*TASK DETAILS*: In the listing below, find each line with the string "forks" and report it.

*SUPPLIED DATA*:
------------------------------------

Issue #485, opened 2026-07-23
codex-bridge-launcher.sh: per-role poll loop leaks short-lived processes under sustained uptime + multiple concurrent roles (load avg >300, >1000 launcher procs)


yoshi0808:
## Summary
Running 7 concurrent Codex roles (1 dispatcher-spawned launcher per role) in
a single project over ~24h of uptime, `codex-bridge-launcher.sh`'s per-role
poll loop (0.3s sleep) accumulates short-lived launcher processes faster than
they're reaped. Observed: load average 332, 1013 `codex-bridge-launcher.sh`
processes after ~1 day, recurring after a restart.

## Root cause
Each poll tick forks several short-lived processes (resolve_identity's
awk/grep/sort, a sqlite3 process per lock-verify/role-session lookup) per
role-child launcher. At 0.3s this is cheap for one dispatcher + one role
child, but scales linearly with concurrent roles and compounds over
sustained uptime on an already-loaded host.

Separately, duplicate launchers for the same (team, agent) pair could
accumulate independently of the dispatcher's in-memory known_pairs
tracking — observed after tmux client reconnect events (macOS sleep/wake ->
SSH drop -> reconnect).

Related but distinct from #471 (Windows MSYS/Windows pidfile PID-namespace
mismatch causing bridge.js multiplication) — that's a different mechanism
specific to Windows; this is a poll-cadence/dedup gap that reproduces on
Linux and should also affect macOS.

## Possible direction (PR incoming, open to a different shape)
- Widen the per-role poll interval (currently a fixed 0.3s) so forks-per-tick
  drops for sustained multi-role uptime, ideally configurable so tests can
  keep a fast cadence.
- Add a dedup guard per (team, agent) pair so a duplicate launcher backs off
  when a live owner already exists, and self-heals if the owner died without
  cleanup (SIGKILL/OOM).

Happy to open a PR with a concrete implementation, but wanted to raise the
underlying issue first in case there's a preferred approach.

Verified in production: launcher count stayed at 8 (dispatcher + 7 roles)
across a VM reboot and sustained uptime, versus the prior fork-storm
baseline. Full `bats tests/` (728 tests) passes with the change I have
locally.

fujibee:
@yoshi0808

Thank you for the report, and for separating the two mechanisms — the per-tick fork accumulation and the duplicate launchers appearing after tmux client reconnects are genuinely different problems, and it helps to have them distinguished.

[...]

Issue #458, opened 2026-07-20
Windows (Git Bash): codex bridge respawns every few seconds and old bridges accumulate — launcher and bridge record the pidfile in different PID namespaces


chemica-tan:
### Environment

- agmsg v1.1.10, Windows 11, Git for Windows 2.53 (MSYS2 runtime), Node 22, codex CLI 0.144.5 (npm)
- Repro'd with a single TUI: `delivery.sh set monitor codex <project>` → shim-launched
  `codex` → `$agmsg actas <role>` as the first turn
- Mechanism re-verified against current `main` (3f87d60) — all code paths cited below are present there

### Observed

Within ~2 minutes of the bridge arming:

- a new `codex-bridge.js` process was spawned every ~7–15 s (launcher backoff cadence),
- none of the old ones were ever killed — **13 live bridges** at the 2-minute mark,
  every one of them subscribed (duplicate-delivery risk),
- `run/codex-bridge.<team>.<role>.log` shows one `resumed thread … / armed …` pair per
  respawn,
- the pidfile value alternates between two kinds of numbers (large MSYS pids and
  native Windows pids — see below),
- `delivery.sh status` reports the armed bridge as stale,
- `delivery.sh set off` cannot kill the live bridges (it believes they are already
  dead and only removes their run files).

The only reason this stays bounded in practice is the bridge's own exit-on-close:
when the TUI quits and the app-server goes away, every accumulated bridge exits on
websocket close. During a long session, the count grows without limit.

(Full respawn timeline / bridge-log excerpts available on request — happy to attach.)

### Root cause

The bridge pidfile is written in **two different PID namespaces**:

| writer | value | namespace |
|---|---|---|
| launcher, right after spawn (`codex-bridge-launcher.sh:324-325` — `launched_pid=$!` → pidfile) | nohup's `$!` | MSYS |
| bridge, on startup (`codex-bridge.js` `writeMeta()` — `process.pid`) | node's pid | native Windows |

Every reader then checks liveness in its *own* namespace only:

- the launcher's reuse check does `kill -0 "$bridge_pid"` — Git Bash `kill` only sees
  MSYS pids, so once `writeMeta()` has overwritten the pidfile with the native pid,
  the check is **permanently false**. The launcher concludes the bridge is dead,
  removes the pidfile (without killing anything — it "knows" the process is gone)
  and spawns a replacement. Repeat forever: that is the accumulation.
[...]

Issue #415, opened 2026-07-16
delivery.sh status reports 'stale pidfile' for a live bridge on Windows (MSYS kill -0 cannot see native node PIDs)


kimyuujin:
## Environment

- agmsg v1.1.8 (npm install)
- Windows 11, Git Bash (MSYS2), codex-cli 0.144.5
- Codex monitor beta enabled (`delivery mode: monitor`)

## Symptom

With the codex bridge alive and functioning (node process visible in `Get-Process`, wakeups delivered), `delivery.sh status` prints:

```
Codex bridge: worker/codex stale pidfile (metadata mismatch)
```

## Cause

The bridge is a **Windows-native node process**; its pid (e.g. 4372) lives in the Windows pid namespace. The bash-side liveness probe uses MSYS `kill -0`, which only sees MSYS-spawned processes:

```
$ kill -0 4372        # MSYS bash, bridge alive
bash: kill: (4372) - No such process

PS> Get-Process -Id 4372   # same moment
 4372 node
```

Meanwhile the bridge's own `ensureSingleInstance()` (node `process.kill(pid, 0)`) sees the pid correctly — so the singleton guard works, but the status display contradicts it. On Windows this is very confusing to debug: we spent a while chasing a "dead" bridge that was alive the whole time (and its liveness mattered — see my comment on #149).

## Suggested fix

On MSYS/Windows, fall back to a native probe when `kill -0` fails, e.g. `node -e "process.kill(N,0)"` (node is guaranteed present for the codex driver) or `tasklist /FI "PID eq N"`.

fujibee:
@kimyuujin

Two fixes that together should cover this have landed on `main`:
- #505 — liveness now treats an EPERM from `kill -0` as alive rather than gone, so a live bridge is no longer read as a dead one.
- #511 — `delivery.sh status` now compares the metadata project as canonical normalized paths, closing the second false-stale layer where a representational path difference alone was labeled a mismatch.

Your report pinned the `kill -0` layer precisely; while tracing it we found the metadata-comparison layer sits in front of it, so both were needed. If you can run `delivery.sh status` against a live bridge on your Windows setup from current `main`, we'd like to confirm the "stale pidfile" label is gone before closing this. No rush.

PR #505, opened 2026-07-27
fix(liveness): a process you cannot signal is not a process that is gone

fujibee:
`delivery.sh status` reports a running bridge and app-server as stale pidfiles under a sandbox. `kill -0` answers "can I signal this", not "is this running", and the two differ exactly where it matters: a failed `kill -0` is ESRCH (gone) **or EPERM (alive, but not signalable by us)**. Every shipped caller read the exit status directly.

The misreport is the mild symptom. The same check decides whether to start a second bridge, whether to reuse the app-server, and whether a lock's owner is dead enough to reclaim.

## What changed

`_agmsg_pid_alive` in `scripts/lib/instance-id.sh` already read the ESRCH/EPERM distinction — it was simply not what anything called. It now also cross-checks `ps`, per the rule #503 settled on for the test helper, so concluding "dead" needs a source that does not depend on signalling permission at all. A fork-free fast path was added first: callers poll this in loops that exist to be fork-free (#466/#496), so the common answer must not cost a subshell.

All **17** liveness sites now go through it. `instance-id.sh` is sourced where it was reachable only transitively (`codex-bridge-launcher.sh`, via a conditional branch of `role-session.sh`) or not at all (`codex-monitor.sh`, `resolve-project.sh`).

| file | sites | what a false "dead" did |
|---|---|---|
| `scripts/delivery.sh` | 4 | printed live watchers as stale; deleted a live watcher's pidfile without killing it; skipped bridge and app-server teardown |
| `codex/_delivery.sh` | 1 | **the reported symptom** — "Codex bridge: … stale pidfile (pid N not running)" for a live bridge |
| `codex/_session-start.sh` | 1 | launched a second bridge beside the running one |
| `codex/codex-monitor.sh` | 2 | started a second app-server; broke the startup wait early |
| `codex/codex-bridge-launcher.sh` | 8 | reclaimed a **live** owner's lock — the #485 duplicate-children shape — and bound child lifetime to the wrong pid |
| `scripts/lib/resolve-project.sh` | 1 | the ancestor walk stopped trusting the real session process |

`resolve-project.sh` was the #500 shape exactly: its marker GC already used the EPERM-aware helper (behind a `declare -F` guard), while `agmsg_pid_is_agent` twelve lines up still used a bare `kill -0`.

## What a pid is allowed to be

Review turned the validation into its own concern, `_agmsg_pid_valid`, because each accepted-but-wrong value fails differently and none of them fail safe:

- **`0` is not a pid.** `kill -0 0` succeeds because 0 addresses the *caller's own process group*. A digits-only check called it alive, and callers kill what liveness reports alive — `kill 0` TERMs the group, the caller included. A corrupt pidfile holding `0` was all it took. Leading zeros go too: nothing writes them and `kill(1)` may read them as octal.
- **Above the platform ceiling, `kill(1)` rejects the *argument*** ("not a pid or valid job spec") instead of reporting ESRCH — and everything that is not ESRCH reads as EPERM, i.e. alive. Unbounded, an oversized value read as alive *forever*: its lock never reclaimed, its bridge never restarted. Bounding the input is what keeps "not ESRCH" meaning "EPERM".
- **The ceiling is the platform's, not one number.** A Windows process id is a DWORD and liveness there reads the native process table through `tasklist`, not `kill(1)`'s signed `pid_t`; the POSIX bound would call a legitimate native pid dead. POSIX gets INT32_MAX, MSYSTEM gets DWORD max.

Comparisons are patterns and `${#pid}` only — never `$(( ))` or `-gt` on the untrusted value, both of which evaluate what they are given.

`_agmsg_pid_valid` also gates the two launcher sites that kill a recorded pid *without* asking about liveness first (`[ -n "$old_pid" ] && kill ...`), which the helper alone would not have covered. Every other `kill` of a file-sourced pid was already behind `_agmsg_pid_alive`; the one remaining (`codex-monitor.sh`'s `kill "$server_bg"`) is our own child from `$!`, not a file.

------------------------------------

*EXERCISE SOLUTION*:
Each poll tick forks several short-lived processes (resolve_identity's
- Widen the per-role poll interval (currently a fixed 0.3s) so forks-per-tick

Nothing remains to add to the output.